- The Washington Times - Saturday, December 1, 2001

HOUSTON (AP) Forced into a runoff in his bid for re-election, Mayor Lee Brown has waged Houston's most negative campaign in decades by raising questions about his opponent's college grades, his City Council attendance, even his loyalty to fellow Hispanics.
"I have the experience. If you look at my opponent's experience in terms of managing anything, it's zero," Mr. Brown has said repeatedly in citing his four years in office, his tenure as police chief in Atlanta, New York City and Houston, and his stint as drug czar under President Clinton.
Mr. Brown, 64, a Democrat and Houston's first black mayor, is trying to keep Republican City Council member Orlando Sanchez, 44, from becoming the first Hispanic mayor of the nation's fourth-largest city.
A Houston Chronicle-KHOU-TV poll this week had the two men running even.
Mr. Sanchez did better than expected in the Nov. 6 election by finishing a close second to Mr. Brown in a six-man field. Because no one took at least 50 percent of the vote, the top two finishers meet in today's runoff.
Over the past few weeks, the two-term mayor repeatedly has tried to smear his opponent.
Mr. Brown questioned whether Mr. Sanchez really graduated cum laude in political science from the University of Houston. The record of grades backed Mr. Sanchez.
Mr. Brown complained that Mr. Sanchez missed budget meetings. Mr. Sanchez noted that he was not on a council budget committee and was not required to attend.
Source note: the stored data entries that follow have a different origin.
PR #2202, opened 2026-09-18
Stop durable approval waits during daemon drain

Aaronontheweb:
## Change

- Stop the current tool task when every unfinished call waits for a durable approval.
- Wait for the task to stop before the session acknowledges drain.
- Keep journaled approvals, sibling results, and original turn authority for cold recovery.
- Keep the current bounded drain path for active siblings and accepted buffered input.
- Update SPEC-011, the session-resume OpenSpec contract, and the operations skill.

## Evidence

- The new actor test timed out against the baseline, then passed after this change.
- The actor project passed: 4,022 passed, six skipped.
- The Spark2 Skill Discovery eval passed: 8/8 cases, one run each.
- Slopwatch found zero issues. Header verification and OpenSpec validation passed.

## Scope

The actor still uses the current drain limit for active model calls and other tool states. The later input recovery PR addresses those states. No live daemon restart took place.

## Stack

This PR targets the approved plan in #2201.

PR #2203, opened 2026-09-18
Connect MCP servers concurrently at startup

Aaronontheweb:
## Change

- Start all enabled MCP connections through their existing server gates.
- Wait for every initial attempt before the daemon listener starts.
- Keep each failed server status separate from successful server catalogs.
- Update SPEC-011 and the operations skill.

## Evidence

- The new two-server startup test failed against the serial baseline, then passed after this change.
- The daemon test project passed: 1,134 passed, one skipped.
- The Spark2 Skill Discovery eval passed: 8/8 cases, one run each.
- Slopwatch found zero issues. Header verification and diff checks passed.
- Three isolated four-server boots per image used the same config and Spark2 endpoint.
- The span between first and last MCP connections fell from 56-65 ms to about 1 ms.
- The median span from memory warmup to the last MCP connection fell from 227 ms to 169 ms.

The fixtures connect quickly, and total boot time varied between runs. These traces do not establish the gain on the active daemon. I did not restart that daemon.

## Stack

This PR can merge independently of #2202. Both PRs update the operations skill. Resolve the version line as `2.74.9` after #2202 merges.


Aaronontheweb (commented):
LGTM

Aaronontheweb:
Goal of this PR is to improve Netclaw's startup time following a restart - along with the work we're doing on making shutdowns happen faster too

PR #2204, opened 2026-09-18
Persist accepted session input before acknowledgment

Aaronontheweb:
## Scope

This PR adds the journal foundation for restart recovery. It stacks on #2202.

- Persist each accepted request before its input acknowledgment.
- Keep the input text, media, source ID, executable text, and original turn authority in the journal.
- Keep ordered pending input and recent source IDs in session state and snapshots.
- Consume input IDs when a reply completes, a tool batch starts, or a turn fails.
- Reject a stable source retry without a second admission event.
- Preserve old `TurnRecorded` and `ToolBatchStarted` fields for journal compatibility.

The OpenSpec change describes the complete recovery contract. This PR implements its admission foundation. The next stacked PR adds stop classification, the bounded manifest, and automatic wakeup. This PR does not resume a model call after a daemon restart.

## Evidence

- `Netclaw.Actors.Tests`: 4,025 passed, six skipped.
- A journal replay test found the accepted input after its acknowledgment. The same test found one admission event after a source retry.
- New and old protobuf event round trips passed.
- Header verification, `openspec validate resume-interrupted-sessions --strict`, and `git diff --check` passed.

## Review focus

Check the input ack boundary, event replay, old journal compatibility, and source scope for deduplication.


Aaronontheweb:
Superseded by #2209. The new PR uses the same commit and belongs to native stack #2212.

Issue #468, opened 2019-12-23
Controller pod cannot start because the google-cloud-key doesn't exist


yolocs:
**Describe the bug**
Controller pod cannot start because the google-cloud-key doesn't exist.

 **Expected behavior**
Applying yamls from `./confg` should at least have all control plane up and running.

 **To Reproduce**
`kubectl apply -f ./config` - controller pod won't start

**To solve**
Add a dummy secret for the controller pod to mount.

PR #469, opened 2019-12-23
Add dummy secret so that the controller pod can at least start

yolocs:
Fixes https://github.com/google/knative-gcp/issues/468

## Proposed Changes
Add a dummy secret for the controller pod to mount.

### DIFF
--- a/config/200-dummy-secret.yaml
+++ b/config/200-dummy-secret.yaml
@@ -1,0 +1,9 @@
+apiVersion: v1
+kind: Secret
+metadata:
+  name: google-cloud-key
+  namespace: cloud-run-events
+type: Opaque
+data:
+  # Base64 "dummy".
+  key.json: ZHVtbXkK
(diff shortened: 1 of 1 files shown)


config/200-dummy-secret.yaml
```diff
@@ -0,0 +1,9 @@
+apiVersion: v1
```
capri-xiyue: Can we add some comments which explains why we need the dummy secret?
(# This is a dummy secret, which will be mounted in the controller. It should be patched with credentials of a Service
# Account that can manipulate the GCP resources users are interested in.
# Data is set to dummy --> ZHVtbXkK)

capri-xiyue:
Just found https://github.com/google/knative-gcp/blob/master/docs/install/README.md mentions that user should create a secret before ko apply -f ./config. Maybe we don't need this PR.

PR #476, opened 2020-01-08
Added a converter for scheduler to set up its ce-type and ce-source

### LINKED ISSUE #475: Define a converter for scheduler, so that we can properly set up its ce-type and ce-source.
**Problem**
Define a converter for scheduler, so that we can properly set up its ce-type and ce-source. Will probably have to be done similar to the CAL source

**Exit Criteria**

**Time Estimate (optional):** 

capri-xiyue:
Added a converter for scheduler to set up its ce-type and ce-source

Fixes #475 

## Proposed Changes

- Added a converter for scheduler to set up its ce-type and ce-source
-
-

**Release Note**

```release-note

```

### DIFF
--- a/pkg/apis/events/v1alpha1/scheduler_types.go
+++ b/pkg/apis/events/v1alpha1/scheduler_types.go
@@ -21,6 +21,7 @@ import (
 	"k8s.io/apimachinery/pkg/runtime"
 	"k8s.io/apimachinery/pkg/runtime/schema"
 
+	"fmt"
 	duckv1alpha1 "github.com/google/knative-gcp/pkg/apis/duck/v1alpha1"
 	"knative.dev/pkg/apis"
 	"knative.dev/pkg/kmeta"
@@ -38,7 +39,12 @@ type Scheduler struct {
 	Spec   SchedulerSpec   `json:"spec"`
 	Status SchedulerStatus `json:"status"`
 }
-
+const (
+	// Scheduler CloudEvent type
+	SchedulerEventType = "com.google.cloud.sheduler.job.execute"
+	//Attributes jobName key
+	JobName = "jobName"
+)
 var (
 	_ apis.Validatable             = (*Scheduler)(nil)
 	_ apis.Defaultable             = (*Scheduler)(nil)
@@ -106,6 +112,11 @@ func (s *Scheduler) PubSubStatus() *duckv1alpha1.PubSubStatus {
 // ConditionSet returns the apis.ConditionSet of the embedding object
 func (s *Scheduler) ConditionSet() *apis.ConditionSet {
 	return &schedulerCondSet
+}
+
+// SchedulerEventSource returns the Cloud Scheduler CloudEvent source value.
+func SchedulerEventSource(jobName string) string {
+	return fmt.Sprintf("//cloudscheduler.googleapis.com/%s", jobName)
 }
 
 // +k8s:deepcopy-gen:interfaces=k8s.io/apimachinery/pkg/runtime.Object
--- a/pkg/apis/events/v1alpha1/scheduler_types.go
+++ b/pkg/apis/events/v1alpha1/scheduler_types.go
@@ -21,7 +21,6 @@ import (
 	"k8s.io/apimachinery/pkg/runtime"
 	"k8s.io/apimachinery/pkg/runtime/schema"
 
-	"fmt"
 	duckv1alpha1 "github.com/google/knative-gcp/pkg/apis/duck/v1alpha1"
 	"knative.dev/pkg/apis"
 	"knative.dev/pkg/kmeta"
@@ -39,12 +38,16 @@ type Scheduler struct {
 	Spec   SchedulerSpec   `json:"spec"`
 	Status SchedulerStatus `json:"status"`
 }
+
 const (
-	// Scheduler CloudEvent type
-	SchedulerEventType = "com.google.cloud.sheduler.job.execute"
-	//Attributes jobName key
+	// CloudEvent types used by Scheduler.
+	SchedulerExecute = "com.google.cloud.sheduler.job.execute"
+	//Attributes jobName key.
 	JobName = "jobName"
+	//Attributes schedulerName key.
+	SchedulerName = "schedulerName"
 )
+
 var (
 	_ apis.Validatable             = (*Scheduler)(nil)
 	_ apis.Defaultable             = (*Scheduler)(nil)
@@ -112,11 +115,6 @@ func (s *Scheduler) PubSubStatus() *duckv1alpha1.PubSubStatus {
 // ConditionSet returns the apis.ConditionSet of the embedding object
 func (s *Scheduler) ConditionSet() *apis.ConditionSet {
 	return &schedulerCondSet
-}
-
-// SchedulerEventSource returns the Cloud Scheduler CloudEvent source value.
-func SchedulerEventSource(jobName string) string {
-	return fmt.Sprintf("//cloudscheduler.googleapis.com/%s", jobName)
 }
 
 // +k8s:deepcopy-gen:interfaces=k8s.io/apimachinery/pkg/runtime.Object
--- a/pkg/pubsub/adapter/converters/scheduler_test.go
+++ b/pkg/pubsub/adapter/converters/scheduler_test.go
@@ -1,0 +1,151 @@
+/*
+Copyright 2019 Google LLC
+
+Licensed under the Apache License, Version 2.0 (the "License");
+you may not use this file except in compliance with the License.
+You may obtain a copy of the License at
+
+    http://www.apache.org/licenses/LICENSE-2.0
+
+Unless required by applicable law or agreed to in writing, software
+distributed under the License is distributed on an "AS IS" BASIS,
+WITHOUT WARRANTIES OR CONDITIONS OF ANY KIND, either express or implied.
+See the License for the specific language governing permissions and
+limitations under the License.
+*/
+
+package converters
+
+import (
+	"context"
+	"strings"
+	"testing"
+
+	"cloud.google.com/go/pubsub"
+	cloudevents "github.com/cloudevents/sdk-go"
+	cepubsub "github.com/cloudevents/sdk-go/pkg/cloudevents/transport/pubsub"
+	pubsubcontext "github.com/cloudevents/sdk-go/pkg/cloudevents/transport/pubsub/context"
+	"github.com/google/go-cmp/cmp"
+	"github.com/google/knative-gcp/pkg/apis/events/v1alpha1"
+)
+
+func TestConvertScheduler(t *testing.T) {
+
+	tests := []struct {
+		name        string
+		message     *cepubsub.Message
+		source      string
+		sendMode    ModeType
+		wantEventFn func() *cloudevents.Event
+		wantErr     string
+	}{{
+		name: "valid attributes",
+		message: &cepubsub.Message{
+			Data: []byte("test data"),
+			Attributes: map[string]string{
+				"jobName":    "projects/knative-gcp-test/locations/us-east4/jobs/cre-scheduler-test",
+				"attribute1": "value1",
+				"attribute2": "value2",
+			},
+		},
+		sendMode: Binary,
+		wantEventFn: func() *cloudevents.Event {
+			return schedulerCloudEvent(map[string]string{
+				"jobName":    "projects/knative-gcp-test/locations/us-east4/jobs/cre-scheduler-test",
+				"attribute1": "value1",
+				"attribute2": "value2",
+			}, "//cloudscheduler.googleapis.com/projects/knative-gcp-test/locations/us-east4/jobs/cre-scheduler-test", )
+		},
+	}, {
+		name: "invalid upper case attributes",
+		message: &cepubsub.Message{
+			Data: []byte("test data"),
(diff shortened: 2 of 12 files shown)


capri-xiyue:
Now the events is as follows:
**☁️  cloudevents.Event 
Validation: valid
Context Attributes,
  specversion: 1.0
  type: com.google.cloud.sheduler.job.execute
  source: //cloudscheduler.googleapis.com/projects/xiyue-knative-gcp/locations/us-east4/jobs/cre-scheduler-acf72800-e380-4d3b-bb2a-9ad44fae918c
  id: 441584502663166
  time: 2020-01-08T22:12:00.879Z
  datacontenttype: application/octet-stream
Extensions,
  knativecemode: binary
Data,
  my test data**

capri-xiyue:
The job "pull-google-knative-gcp-go-coverage" failed is because the test coverage of "pkg/apis/events/v1alpha1/scheduler_types.go" is below 50%. I checked the file,  it's because "pkg/apis/events/v1alpha1/scheduler_types.go" lot of boilerplate code without unit tests. And the code convention in knative-gcp doesn't test for such boilerplate code. I don't think the failed coverage is a blocker for this PR.

pkg/apis/events/v1alpha1/scheduler_types.go
```diff
@@ -108,6 +114,11 @@ func (s *Scheduler) ConditionSet() *apis.ConditionSet {
 	return &schedulerCondSet
 }
 
+// SchedulerEventSource returns the Cloud Scheduler CloudEvent source value.
+func SchedulerEventSource(jobName string) string {
+	return fmt.Sprintf("//cloudscheduler.googleapis.com/%s", jobName)
```
capri-xiyue: I'm wondering maybe I should use "//cloudscheduler.googleapis.com/v1beta1/" instead of "//cloudscheduler.googleapis.com/".  FYI: https://cloud.google.com/scheduler/docs/reference/rest/

pkg/apis/events/v1alpha1/scheduler_types.go
```diff
@@ -21,6 +21,7 @@ import (
 	"k8s.io/apimachinery/pkg/runtime"
 	"k8s.io/apimachinery/pkg/runtime/schema"
 
+	"fmt"
```
nachocano: import formatter

pkg/apis/events/v1alpha1/scheduler_types.go
```diff
@@ -38,7 +39,12 @@ type Scheduler struct {
 	Spec   SchedulerSpec   `json:"spec"`
 	Status SchedulerStatus `json:"status"`
 }
-
+const (
+	// Scheduler CloudEvent type
```
nachocano: nit: add a `.` at the end of the comments.

pkg/apis/events/v1alpha1/scheduler_types.go
nachocano: I'm more inclined to not include `v1beta1`. Let's leave it as is for now, and then we may revisit

pkg/apis/events/v1alpha1/scheduler_types.go
```diff
@@ -38,7 +39,12 @@ type Scheduler struct {
...
+	SchedulerEventType = "com.google.cloud.sheduler.job.execute"
```
nachocano: maybe rename the const to `SchedulerExecute` to match what we have in Storage?

pkg/apis/events/v1alpha1/scheduler_types.go
```diff
@@ -38,7 +39,12 @@ type Scheduler struct {
...
+	//Attributes jobName key
+	JobName = "jobName"
```
nachocano: does this needs to be here? Can it just be in the converter file?

pkg/reconciler/events/scheduler/scheduler.go
```diff
@@ -200,14 +200,18 @@ func (r *Reconciler) reconcileJob(ctx context.Context, scheduler *v1alpha1.Sched
 		} else if st.Code() == codes.NotFound {
 			// Create the job as it does not exist. For creation, we need a parent, extract it from the jobName.
 			parent := resources.ExtractParentName(jobName)
+			customAttributes := make(map[string]string)
+			// Add our own jobName here...
+			customAttributes[v1alpha1.JobName] = jobName
```
nachocano: this custom attribute will come in the PubSub message? If so, then we can just add an attribute to identify the converter, as Storage does... Otherwise, in the future, we might have a problem if we want to have a single receive adapter for multiple sources...

nachocano: do you know if we can do that with CAL as well?

pkg/pubsub/adapter/converters/sheduler.go
```diff
@@ -0,0 +1,70 @@
...
+func convertScheduler(ctx context.Context, msg *cepubsub.Message, sendMode ModeType) (*cloudevents.Event, error) {
+	tx := pubsubcontext.TransportContextFrom(ctx)
+	// Make a new event and convert the message payload.
+	event := cloudevents.NewEvent(cloudevents.VersionV1)
+	event.SetID(tx.ID)
+	event.SetTime(tx.PublishTime)
+	// We do not know the content type and we do not want to inspect the payload,
+	// thus we set this generic one.
+	event.SetDataContentType("application/octet-stream")
+	event.SetType(v1alpha1.SchedulerEventType)
```
nachocano: we should update the CRD yaml as well, to include this new information in the registry.... Without schema, but we can copy some description from the website.

pkg/pubsub/adapter/converters/scheduler_test.go
```diff
@@ -0,0 +1,151 @@
+/*
+Copyright 2019 Google LLC
```
nachocano: update the files of the new copyrights to be 2020

nachocano:
> Now the event is as follows:
> **cloud cloudevents.Event Validation: valid Context Attributes, specversion: 1.0 type: com.google.cloud.sheduler.job.execute source: //cloudscheduler.googleapis.com/projects/xiyue-knative-gcp/locations/us-east4/jobs/cre-scheduler-acf72800-e380-4d3b-bb2a-9ad44fae918c id: 441584502663166 time: 2020-01-08T22:12:00.879Z datacontenttype: application/octet-stream Extensions, knativecemode: binary Data, my test data**

Having CE source as `//cloudscheduler.googleapis.com/projects/xiyue-knative-gcp/locations/us-east4/jobs/cre-scheduler-acf72800-e380-4d3b-bb2a-9ad44fae918c`, will make it hard to be able to filter based on source, as the last part of dynamically generated... Might need to use `jobs/cre-scheduler-acf72800-e380-4d3b-bb2a-9ad44fae918c` as part of subject... and keep source as `/cloudscheduler.googleapis.com/projects/xiyue-knative-gcp/locations/us-east4`... although the problem is that I'm not sure if the source/id tuple will be unique then...

pkg/reconciler/events/scheduler/scheduler.go
capri-xiyue: Yep. The custom attributes will come in the PubSub message, We can add an attribute to identify the converter as Storage does. However, we will also need an attribute to identify the cloud scheduler job.

capri-xiyue: For CAL, currently I don't find any way to set up custom attributes.

pkg/pubsub/adapter/converters/scheduler_test.go
```diff
@@ -0,0 +1,151 @@
...
+		name: "valid attributes",
+		message: &cepubsub.Message{
+			Data: []byte("test data"),
+			Attributes: map[string]string{
+				"jobName":    "projects/knative-gcp-test/locations/us-east4/jobs/cre-scheduler-test",
+				"attribute1": "value1",
+				"attribute2": "value2",
+			},
+		},
+		sendMode: Binary,
```
yolocs: Seems not necessary as every test case uses Binary

pkg/pubsub/adapter/converters/scheduler_test.go
```diff
@@ -0,0 +1,151 @@
...
+		wantErr:  "received event did not have jobName",
+	}}
+
+	for _, test := range tests {
+		t.Run(test.name, func(t *testing.T) {
+			ctx := pubsubcontext.WithTransportContext(context.TODO(), pubsubcontext.NewTransportContext(
```
yolocs: `context.Background()`

capri-xiyue:
> > Now the event is as follows:
> > **cloud cloudevents.Event Validation: valid Context Attributes, specversion: 1.0 type: com.google.cloud.sheduler.job.execute source: //cloudscheduler.googleapis.com/projects/xiyue-knative-gcp/locations/us-east4/jobs/cre-scheduler-acf72800-e380-4d3b-bb2a-9ad44fae918c id: 441584502663166 time: 2020-01-08T22:12:00.879Z datacontenttype: application/octet-stream Extensions, knativecemode: binary Data, my test data**
> 
> Having CE source as `//cloudscheduler.googleapis.com/projects/xiyue-knative-gcp/locations/us-east4/jobs/cre-scheduler-acf72800-e380-4d3b-bb2a-9ad44fae918c`, will make it hard to be able to filter based on source, as the last part of dynamically generated... Might need to use `jobs/cre-scheduler-acf72800-e380-4d3b-bb2a-9ad44fae918c` as part of subject... and keep source as `/cloudscheduler.googleapis.com/projects/xiyue-knative-gcp/locations/us-east4`... although the problem is that I'm not sure if the source/id tuple will be unique then...

Currently we use id of the pubsub message as the id of cloudevent. I checked the docs https://cloud.google.com/pubsub/docs/reference/rest/v1/PubsubMessage, it said "ID of this message, assigned by the server when the message is published. Guaranteed to be unique within the topic".  Since the id is unique within the topic, I don't think the souce/id tuple will be unique when we change the source to `/cloudscheduler.googleapis.com/projects/xiyue-knative-gcp/locations/us-east4`. How about we use  `/cloudscheduler.googleapis.com/projects/xiyue-knative-gcp/locations/us-east4` as the source, `jobs/cre-scheduler-acf72800-e380-4d3b-bb2a-9ad44fae918c/+/id/pubsub message id` as the id to guanarntee the source/id tuple is unique? We can still use  `jobs/cre-scheduler-acf72800-e380-4d3b-bb2a-9ad44fae918c` as part of subject.

pkg/reconciler/events/scheduler/scheduler.go
yolocs: nit: you can inline the map initialization with the job name.

nachocano: OK, we can leave CAL as is, but if we can set custom attributes here, then let's add it... both the job and the "adapter" type...

pkg/apis/events/v1alpha1/scheduler_types.go
capri-xiyue: Is there a package called "formatter"? I can't find it. And I also checked the code in eventing and knative-gcp, we usually use "fmt"

pkg/apis/events/v1alpha1/scheduler_types.go
capri-xiyue: These will be used in both reconciler and converter.

pkg/apis/events/v1alpha1/scheduler_types.go
nachocano: ohh no sorry. Just that you format the imports... the single ones, like "fmt" go in a group at the beginning.... For example: https://github.com/google/knative-gcp/blob/master/cmd/pubsub/publisher/main.go#L20

capri-xiyue:
> > `/cloudscheduler.googleapis.com/projects/xiyue-knative-gcp/locations/us-east4`. How about we use `/cloudscheduler.googleapis.com/projects/xiyue-knative-gcp/locations/us-east4` as the source, `jobs/cre-scheduler-acf72800-e380-4d3b-bb2a-9ad44fae918c/+/id/pubsub message id` as the id to guanarntee the source/id tuple is unique? We can still use `jobs/cre-`
> 
> Hmm, I'm more inclined of not changing the id, although it might be the right thing to do... How about:
> 
> source: `//cloudscheduler.googleapis.com/projects/xiyue-knative-gcp/locations/us-east4/scheduler/<name-of-the-k8s-scheduler-object>`
> subject: `jobs/cre-scheduler-acf72800-e380-4d3b-bb2a-9ad44fae918c`
> 
> seems ugly as well, but I think with that we make sure of uniqueness... Cannot create two schedulers with the same name...

For the source, should it be source: `//cloudscheduler.googleapis.com/projects/xiyue-knative-gcp/locations/us-east4/schedulers/<name-of-the-k8s-scheduler-object>` instead of source: `//cloudscheduler.googleapis.com/projects/xiyue-knative-gcp/locations/us-east4/scheduler/<name-of-the-k8s-scheduler-object>` The difference is "schedulers" vs "scheduler"

pkg/pubsub/adapter/converters/scheduler_test.go
capri-xiyue: This is required when we call `Convert(ctx context.Context, msg *cepubsub.Message, sendMode ModeType, converterType string)`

This week the Brown campaign distributed Mr. Sanchez's five-page 1992 performance evaluation as a probation officer. Mr. Sanchez was rated as unsatisfactory in his work hours and as needing improvement in interest toward his job and attendance.
"I bet the man couldn't go back and get employed there if he tried," the mayor said.
Mr. Sanchez dismissed the barb, saying he was proud of his service. The same evaluation rated Mr. Sanchez's effectiveness, workload, creative ability and problem-solving as satisfactory, the highest ranking available.
The councilman also countered by saying that if Mr. Brown went back to New York City, "they probably wouldn't rehire him."
Mr. Brown was New York police commissioner in 1991 when clashes broke out between blacks and Hasidic Jews in the Crown Heights neighborhood. The city eventually paid $1.1 million to settle a lawsuit by Jews who said they were not protected during the riots.
Race has become an issue in the election in Houston, where Hispanics account for more than a third of the city's nearly 2 million residents and blacks account for 25 percent.
The Brown campaign paid for a telephone ad by the sister of James Byrd Jr., the black Texan dragged to his death behind a pickup truck by white ex-convicts. She criticized what she said was Mr. Sanchez's failure to support state hate-crimes legislation. Mr. Sanchez opposed a Brown-sponsored resolution in support of the hate-crimes bill then before the Legislature.
The Brown campaign at one point posted signs calling Mr. Sanchez "anti-Hispanic," and has claimed that Sanchez supporters hired poll-watchers to intimidate voters in predominantly black precincts. Inspectors will monitor today's balloting.
Officially, the race is nonpartisan. But that hasn't stopped the candidates from inviting the support of their parties' heavyweights. Through last week, the candidates had spent more than $5 million between them, with Mr. Brown accounting for almost 75 percent of the total.